From the Research
Abilify (aripiprazole) is generally not associated with hyperprolactinemia and may actually help reduce elevated prolactin levels. Unlike many other antipsychotic medications that commonly cause hyperprolactinemia (such as risperidone, haloperidol, and olanzapine), Abilify has a unique mechanism of action as a partial dopamine agonist. Most antipsychotics block dopamine receptors completely, which removes the inhibitory effect of dopamine on prolactin secretion and leads to increased prolactin levels. However, Abilify maintains some dopamine activity at the receptor, which helps preserve the normal inhibition of prolactin release.
Some key points to consider:
- Aripiprazole has been shown to be effective in reducing prolactin levels in patients with antipsychotic-induced hyperprolactinemia 1.

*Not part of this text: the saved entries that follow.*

PR #3819, opened 2025-12-31
fix: Extend framework annotations for `ModelMeta`

### LINKED ISSUE #1622: Leaderboard: Add ONNX and GGUF to frameworks to allow us to filter based on these
See #1579

I believe a way to do this automatically would be to consider Frameworks as a combined set from mteb and those derived from huggingface (we can create a whitelist of tags to look for)

e.g. [Me5-large-instruct](https://huggingface.co/intfloat/multilingual-e5-large-instruct) would have [sentence-transformers, Transformers, ONNX, safetensors]. 
We could potentially rename frameworks to "tags" or split it up into "frameworks" and "formats".

I am unsure if this is valid to fetch during the setup (if we run it once a day I believe it would be) - @x-tabdeveloping WDYT?

ayush1298:
closes #1622


ayush1298:
@Samoed Somehow, when I am trying to add gme_v_models.py and kalm_models.py, git is not allowing me for that, and giving me error:

```
> git -c user.useConfigOnly=true commit --quiet --allow-empty-message --file -
Validate pyproject.toml..............................(no files to check)Skipped
check yaml...........................................(no files to check)Skipped
check json...........................................(no files to check)Skipped
pretty format json...................................(no files to check)Skipped
fix end of files.........................................................Passed
trim trailing whitespace.................................................Passed
check toml...........................................(no files to check)Skipped
typos....................................................................Failed
- hook id: typos
- exit code: 2
```

This was also happening when I was trying to add all files at a time, so I had to add 4-5 files in a commit. Do you have any idea why this is happening?

Samoed:
You can add flag `--no-verify` to skip pre-commit. I tried to run typos check on your files, but I don't have any issues

mteb/models/model_meta.py
```diff
@@ -56,6 +56,10 @@
     "PyLate",
     "ColBERT",
     "ColPali",
+    "GGUF",
+    "safetensors",
+    "ONNX",
+    "Transformers",
```
Samoed, line 63: Can you add automatization for this too to ModelMeta?

ayush1298: Doesn't get these exactly? What automation here?

ayush1298:
I will remove script and csv before merge.
Should I add these filter under Advance Filters in this PR only, or in a separate one?

mteb/models/model_meta.py
Samoed: Extracting tags from model card in `ModelMeta.from_hub`

Samoed:
It's better to add this in separate PR. I'm not sure if we need this filter on leaderboard for now

ayush1298:
> It's better to add this in separate PR. I'm not sure if we need this filter on leaderboard for now

Okay, will wait for @KennethEnevoldsen opinion on this

mteb/models/model_meta.py
ayush1298: I have added these.

mteb/models/model_meta.py
```diff
@@ -646,6 +632,63 @@ def fetch_release_date(model_name: str) -> StrDate | None:
...
+                return []
+
+            # Master framework list to match against HuggingFace tags
+            master_framework_list = {
+                "sentence-transformers",
+                "transformers",
+                "onnx",
+                "safetensors",
+                "gguf",
+            }
```
Samoed: You can just use tag_to_framework
```suggestion
```

mteb/models/model_meta.py
```diff
@@ -646,6 +632,63 @@ def fetch_release_date(model_name: str) -> StrDate | None:
...
+
+            for tag in info.tags:
+                tag_lower = tag.lower()
+                if tag_lower in master_framework_list:
+                    framework_name = tag_to_framework.get(tag_lower)
+                    if framework_name and framework_name not in frameworks:
+                        frameworks.append(framework_name)
+
+            return frameworks
+        except Exception as e:
```
Samoed, line 651: I think it's better to include in try catch only getting model_info

mteb/models/model_meta.py
```diff
@@ -656,41 +656,32 @@ def _get_frameworks_from_hf_tags(model_name: str) -> list[FRAMEWORKS]:
...
+        }
+
+        frameworks: list[FRAMEWORKS] = []
+
+        for tag in info.tags:
+            tag_lower = tag.lower()
+            if tag_lower in tag_to_framework.keys():
+                framework_name = tag_to_framework.get(tag_lower)
+                if framework_name and framework_name not in frameworks:
+                    frameworks.append(framework_name)
```
```suggestion
                frameworks.add(tag_to_framework[tag_lower])
```

mteb/models/model_meta.py
```diff
@@ -656,41 +656,32 @@ def _get_frameworks_from_hf_tags(model_name: str) -> list[FRAMEWORKS]:
...
+        # Mapping from HuggingFace tags to MTEB framework names
+        tag_to_framework: dict[str, FRAMEWORKS] = {
+            "sentence-transformers": "Sentence Transformers",
+            "transformers": "Transformers",
+            "onnx": "ONNX",
+            "safetensors": "safetensors",
+            "gguf": "GGUF",
+        }
+
+        frameworks: list[FRAMEWORKS] = []
```
Samoed, line 666:
```suggestion
        frameworks: set[FRAMEWORKS] = set()
```

Samoed (commented):
Overall looks good

mteb/models/model_meta.py
ayush1298: Why set and not list? There will not be duplicate items

Samoed: You have check that framework is not appears in list. I think you can simplify to set.

ayush1298: Will remove that checking, it's not required as . But, will prefer to keep this as list as frameworks is defined as list everywhere.

ayush1298: Simplified logic so as to avoid duplication.

mteb/models/model_meta.py
```diff
@@ -642,6 +632,53 @@ def fetch_release_date(model_name: str) -> StrDate | None:
             return release_date
         return None
 
+    def calculate_frameworks_from_hub(self) -> list[FRAMEWORKS]:
```
```suggestion
    def _fetch_frameworks_from_hub(self) -> list[FRAMEWORKS]:
```

KennethEnevoldsen: Assuming we don't want it to be user-facing

KennethEnevoldsen: I would actually just delete this function and directly call the static one:
```
frameworks = fn(self.name) if self.name else []
```

KennethEnevoldsen (approved):
I think this looks good. Only a few minor changes. We could argue if `safetensors` is a framework, but I think people would appreciate being able to filter based on it

mteb/models/model_meta.py
ayush1298: okay will do it.

ayush1298:
> It's better to add this in separate PR. I'm not sure if we need this filter on leaderboard for now

@KennethEnevoldsen Do we have to add this filter or not on LB for now?

ayush1298:
I have kept only the static method and removed user facing one. Also deleted both script and csv.

ayush1298:
Anything left here @Samoed ?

- A recent systematic review and network meta-analysis found that aripiprazole was effective in reducing prolactin levels in patients with hyperprolactinemia, particularly those with antipsychotic-induced or antidepressant-induced hyperprolactinemia 2.
- Another study found that adjunctive aripiprazole was statistically significantly effective in treating elevated serum prolactin levels in six randomized controlled trials 1.
- The evidence suggests that Abilify may be a good alternative treatment option for patients who have experienced hyperprolactinemia with other antipsychotic medications.
In terms of management options, the following may be considered:
- Reducing the dose of the offending antipsychotic
- Discontinuing the antipsychotic
- Switching to another antipsychotic associated with a lower risk of hyperprolactinemia, such as Abilify
- Adjunctive treatment with dopamine agonists, such as cabergoline or bromocriptine 3
Overall, Abilify (aripiprazole) is a good option for patients with hyperprolactinemia, particularly those with antipsychotic-induced or antidepressant-induced hyperprolactinemia, due to its unique mechanism of action and effectiveness in reducing prolactin levels. However, individual responses can vary, and monitoring prolactin levels may still be appropriate when clinically indicated.